ACTIVITY:
Nothing but an exact copy is wanted: the line with "(cancelAnimationFrame) with ID" and each line after it in the data below, last line included.

DATA SUPPLIED:

PR #261, opened 2015-01-19
Fix shadow scaling

shamansir:
@skavish @mcm69 Please review

### DIFF
--- a/src/anm/player.js
+++ b/src/anm/player.js
@@ -529,9 +529,10 @@ Player.prototype.play = function(from, speed, stopAfter) {
         player.reportStats();
     }
 
+    var ctx_props = engine.getAnmProps(player.ctx);
+    ctx_props.factor = this.factor();
+
     state.happens = C.PLAYING;
-
-
 
     // FIXME: W3C says to call stopAnim (cancelAnimationFrame) with ID
     //        of the last call of nextFrame (requestAnimationFrame),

RESPONSE FOR THIS EXERCISE:
     // FIXME: W3C says to call stopAnim (cancelAnimationFrame) with ID
     //        of the last call of nextFrame (requestAnimationFrame),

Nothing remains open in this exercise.